=== ASSIGNMENT ===
Pull each line with the string "could" from the entries.

=== DATASET ===
◇ ◇ ◇ ◇ ◇

PR #204, opened 2021-08-05
Patch WeldConstraint properties in reflection database

kennethloeffler:
Adds aliases for `WeldConstraint.Part0Internal` and `WeldConstraint.Part1Internal` to address rojo-rbx/rojo#458. This PR also fixes a small casing issue in rbx_dom_lua's `findCanonicalPropertyDescriptor`.


kennethloeffler:
The build is failing because the criterion crate's MSRV was recently bumped to 1.46.0 (and `matches!` was stabilized in 1.42.0, which is the specific reason for the failure), while ours is still 1.40.0. Should we increment the MSRV?

LPGhatguy:
If you rebase onto master right now, things should be good.

LPGhatguy (approved):

PR #205, opened 2021-08-08
Add custom reader/writer for CollisionGroups in rbx_dom_lua

kennethloeffler:
This PR adds a custom reader and writer for `Workspace.CollisionGroups` to rbx_dom_lua. This property causes the Rojo plugin to error during live-sync for some users who use Remodel to copy `Workspace` into a Rojo project.

Similar to `Tags`, all the parsing that this implementation does can and should be removed once we have a better representation for `CollisionGroups` in rbx_types.


kennethloeffler:
Decided to go ahead and implement CollisionGroups in rbx_types. I'll circle back around to this PR once that's in shape..

PR #206, opened 2021-08-11
Implement CollisionGroups in rbx_types

kennethloeffler:
This PR implements `CollisionGroups` in rbx_types. An entry in `CollisionGroups` consists of a name, an ID, and a mask that indicates the collidablilty of the entry with other groups. The serde representation of this type uses an optional list of names of non-collidable groups instead of the mask, as follows:
```json
"CollisionGroups": [
  {
    "name": "AGroup",
    "id": 1
  },
  {
    "name": "AnotherGroup",
    "id": 2,
    "notCollidableWith": [ "AGroup", "Default" ]
  }
]
```
A group without a `notCollidableWith` field is collidable with all other groups (assuming it is not named in any other group's `notCollidableWith`), similar to the behavior in Roblox where a newly created collision group is by default colllidable with all other groups.

I decided to hard code the default collision group into the serde serializer/deserializer because in Roblox it always exists, must be named `Default`, and must have an ID of `0`. An entry for the default collision group is thus not required and `Default` can always be used in `notCollidableWith`.


kennethloeffler:
Thinking about this again due to https://github.com/rojo-rbx/rojo/issues/476...

I'm on the fence with this implementation. I'm not happy with its behavior in Rojo's `fmt-project`. Formatting the above example results in this:
```json
"CollisionGroups": [
  {
    "name": "Default",
    "id": 0,
    "notCollidableWith": [ "AnotherGroup" ]
  },
  {
    "name": "AGroup",
    "id": 1,
    "notCollidableWith": [ "AnotherGroup" ]
  },
  {
    "name": "AnotherGroup",
    "id": 2,
    "notCollidableWith": [ "AGroup", "Default" ]
  }
]
```
There's some redundancy in the `notCollidableWith` field and the omitted `Default` collision group appears. I'm considering removing the hard-coded `Default` group, but omitting this group or giving it an ID other than 0 results complicates rbx-dom-lua's `CollisionGroups` implementation and also breaks several Roblox Studio builtin plugins when built into a place file. This seems to be a pretty big footgun that we ought to protect users from. Is there a better way to represent `CollisionGroups` that avoids these problems?

GlowingUmbreon:
> Is there a better way to represent `CollisionGroups` that avoids these problems?

Maybe you could just do this?
```json
[
  { // ID: 1
    "name": "AGroup",
    "notCollidableWith": [ "AnotherGroup" ]
  },
  { // ID: 2
    "name": "AnotherGroup",
    "notCollidableWith": [ "AGroup", "Default" ]
  }
]
```
In this example the id's are generated based on the index of the array (most people don't need to worry about the ID of collision groups), if a game is using a model with a specific CollisionGroupId this may not be ideal but as long as they are not using ID 1000 or something it should be fine. 

If a person wants to change the default group they could do.
```json
[
  { // ID: 0
    "name": "Default",
    "notCollidableWith": [ "AnotherGroup" ]
  },
  { // ID: 1
    "name": "AGroup",
    "notCollidableWith": [ "AnotherGroup" ]
  },
  { // ID: 2
    "name": "AnotherGroup",
    "notCollidableWith": [ "AGroup", "Default" ]
  }
]
```

I'm not entirely sure if this is a good solution as I do not know about the internals of rojo or the workflows of other users, but this would work in my situation.

LPGhatguy:
Why not keep the default collision group in the representation, but omit it from the serialized representation completely?

kennethloeffler:
Yeah, I think that works. The redundancies in `notCollidableWith` after a `rojo fmt-project` don't seem worth working around - I guess we can live with it for now.

kennethloeffler:
I have NO idea what's going on with the snapshots on CI. I'll come back to this later, I'm doing stuff in Rojo today

kennethloeffler:
Issue stemmed from a recent change in serde_yaml - my machine was still using the old version!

◇ ◇ ◇ ◇ ◇

=== COMPLETED TASK ===
Maybe you could just do this?
If a person wants to change the default group they could do.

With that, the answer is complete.